I movimenti complessivi del 2020 sono stati 551.071, con una diminuzione del 61,8% rispetto al 2019. A fronte di una generale contrazione dei movimenti, singoli scali hanno avuto variazioni in controtendenza, come quello di Brescia che ha registrato una crescita importante del 42% (5.300 movimenti), supportata dalla movimentazione delle merci.

Il settore cargo, infatti, pur avendo anch’esso risentito della crisi dell’intero sistema, ha registrato una contrazione inferiore, rispetto al comparto passeggeri, in quanto le merci hanno continuato, seppur in maniera più limitata, a viaggiare.
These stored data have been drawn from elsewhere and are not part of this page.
PR #106, opened 2018-08-21
Add VulnerabilityStats() to for kernel vulnerabilities

bobrik:
See https://github.com/prometheus/node_exporter/issues/1046


mjtrangoni:
@bobrik @discordianfish shouldn‘t it be 0 or 1 depending if this is mitigated (mitigation) or not (vulnerable).

bobrik:
@mjtrangoni, it's not that simple:

```
$ cat /sys/devices/system/cpu/vulnerabilities/l1tf
Mitigation: PTE Inversion; VMX: conditional cache flushes, SMT vulnerable
```

I think raw value is a good tradeoff: you want to know what kind of setups you have and possibly alert if mitigation is not what you expect it to be (think slow kernel fix vs fast microcode).

grobie:
Thanks a lot for your contribution!

The library aims to provide a simple interface towards the procfs/sysfs filesystems. The provided interface should mirror the naming of these filesystems, and take away the burden from go developers to parse the content on their own.

The function name should mirror the naming of file system names wherever possible. The full path is quite long, I propose `CPUVulnerabilities() ([]CPUVulnerability, error)`.

Furthermore, the intent of this library is to take away the burden of parsing the specific file formats and providing idiomatic golang datatypes instead. Therefore, I suggest to return a struct for each vulnerability instead of a map of strings which is not a clear interface.

```go
type CPUVulnerability struct {
	CodeName   string
	State      string
	Mitigation string
}
```

Following the sysfs documentation at https://www.kernel.org/doc/Documentation/ABI/testing/sysfs-devices-system-cpu, `CodeName` would be the filename, `State` one of `Not Affected`, `Vulnerable`, or `Mitigated`, and `Mitigation` the value of `$M`. It might even make sense to define a type `CPUVulnerabilityState` and three constants for the three states to guarantee type safety for the state comparison.

bobrik:
I've updated the code. Let me know if that's what you had in mind and I'll work on docs and tests.

SuperQ:
Looks like the tests failed due to missing copyright headers.

pgier:
@bobrik Any chance you can rebase this one on latest master and add the copyright header?

discordianfish:
I've created a new PR with these changes rebased on master.

PR #109, opened 2018-09-19
Support Proc.Cwd() and Proc.RootDir()

pas2k:
Addressing @grobie, as per contributing guidelines for trivial improvement.

The PR implements reading /proc/pid/cwd and /proc/pid/root similar to how /proc/pid/exe is implemented.

Naming is inspired by https://talks.golang.org/2014/names.slide and golang standard library.

### DIFF
--- a/proc.go
+++ b/proc.go
@@ -156,6 +156,26 @@ func (p Proc) Executable() (string, error) {
 	return exe, err
 }
 
+// Cwd returns the absolute path to the current working directory of the process.
+func (p Proc) Cwd() (string, error) {
+	wd, err := os.Readlink(p.path("cwd"))
+	if os.IsNotExist(err) {
+		return "", nil
+	}
+
+	return wd, err
+}
+
+// RootDir returns the absolute path to the process's root directory (as set by chroot)
+func (p Proc) RootDir() (string, error) {
+	rdir, err := os.Readlink(p.path("root"))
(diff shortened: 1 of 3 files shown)


proc.go
```diff
@@ -156,6 +156,26 @@ func (p Proc) Executable() (string, error) {
 	return exe, err
 }
 
+// Cwd returns the absolute path to the current working directory of the process.
+func (p Proc) Cwd() (string, error) {
+	exe, err := os.Readlink(p.path("cwd"))
```
grobie: Please rename the variable to `cwd` or at least a generic `v`.

proc.go
```diff
@@ -156,6 +156,26 @@ func (p Proc) Executable() (string, error) {
...
+	if os.IsNotExist(err) {
+		return "", nil
+	}
+
+	return exe, err
+}
+
+// RootDir returns the absolute path to the process's root directory (as set by chroot)
+func (p Proc) RootDir() (string, error) {
+	exe, err := os.Readlink(p.path("root"))
```
grobie: Please rename the variable to `root` or at least a generic `v`.

pas2k:
Got it. Nice fixture system, by the way.

Since the introduced functions only operate on symlinks, the returned data should be as reliable as the one returned by os.Readlink(). Tests are included for the missing, broken and valid symlinks.

PR #110, opened 2018-09-27
add max open files and current open files information to NewStat()

peterloeffler:
We want to add information about max open files and current open files to the node_exporter.
There is already a pull request for that functionality: https://github.com/prometheus/node_exporter/pull/1069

Complessivamente, nel 2020, il settore cargo ha registrato un totale di circa 804.000 tonnellate, con una flessione del 24,2% rispetto al 2019. Si segnalano Milano Malpensa che ha confermato il proprio primato con una contrazione nettamente inferiore (-7,5%) e l’aeroporto di Brescia che, in controtendenza, ha registrato un incremento del 61,4% rispetto al 2019.

Per il traffico di aviazione generale (registrato sia sugli aeroporti aperti al traffico commerciale che sugli aeroporti e sulle avio/eli/idrosuperfici aperte al solo traffico di aviazione generale), dai dati trasmessi all’Enac emerge una sostanziale tenuta di questo segmento, con una variazione di segno negativo del -17,3% rispetto ai dati 2019.

Per quanto riguarda i 45 aeroporti nazionali aperti al traffico commerciali, la graduatoria per numero di passeggeri e’ guidata da Roma Fiumicino, con 9.754.768 passeggeri (-77,5%), seguita da Milano Malpensa con 7.201.030 passeggeri (-74,9%), Bergamo con 3.830.163 passeggeri (-72,2%), Catania con 3.647.860 passeggeri (-64,1%) e Venezia con 2.785.673 passeggeri (-75,8%).

Per quanto riguarda le compagnie, Ryanair guida la graduatoria dei collegamenti nazionali e internazionali di linea e charter con 11.836.904 passeggeri, seguita da Alitalia, con 6.514.570 passeggeri e da EasyJet Europe con 3.545.247 passeggeri.